> _WHAT THE TASK REQUIRES_: Each of the following records is to be output exactly.

> _INFORMATION PROVIDED_:
PR #27, opened 2019-01-22
events: add option to turn on absolute time

mfojtik:


pkg/cmd/events.go
```diff
@@ -30,6 +30,7 @@ type EventsOptions struct {
 
 	componentName  string
 	listComponents bool
+	absoluteTime   bool
```
mfojtik: @soltysh is there some standard option for this in kubectl?

PR #28, opened 2019-01-22
dev-helper: fix logical bug in audit verb parsing

mfojtik:


mfojtik:
just logical bug, self-lgtm.

PR #503, opened 2023-12-07
[Storybook]: removes unused fonts from storybook config

AlanBreck:


fallaciousreasoning (commented):
Poppins is still used for headings, right, just not those weights?

fallaciousreasoning (approved):

PR #504, opened 2023-12-07
[Floating]: improves flexibility of floating component

AlanBreck:


src/components/menu/menu.svelte
```diff
@@ -222,9 +222,7 @@
 
     border: 1px solid var(--leo-color-divider-subtle);
     border-radius: var(--leo-radius-m);
-    width: max-content;
     min-width: var(--leo-menu-control-width);
-    max-width: var(--leo-menu-popup-max-width);
```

> _TASK RESULT_:
PR #27, opened 2019-01-22
events: add option to turn on absolute time

mfojtik:


pkg/cmd/events.go
```diff
@@ -30,6 +30,7 @@ type EventsOptions struct {
 
 	componentName  string
 	listComponents bool
+	absoluteTime   bool
```
mfojtik: @soltysh is there some standard option for this in kubectl?

PR #28, opened 2019-01-22
dev-helper: fix logical bug in audit verb parsing

mfojtik:


mfojtik:
just logical bug, self-lgtm.

PR #503, opened 2023-12-07
[Storybook]: removes unused fonts from storybook config

AlanBreck:


fallaciousreasoning (commented):
Poppins is still used for headings, right, just not those weights?

fallaciousreasoning (approved):

PR #504, opened 2023-12-07
[Floating]: improves flexibility of floating component

AlanBreck:


src/components/menu/menu.svelte
```diff
@@ -222,9 +222,7 @@
 
     border: 1px solid var(--leo-color-divider-subtle);
     border-radius: var(--leo-radius-m);
-    width: max-content;
     min-width: var(--leo-menu-control-width);
-    max-width: var(--leo-menu-popup-max-width);
```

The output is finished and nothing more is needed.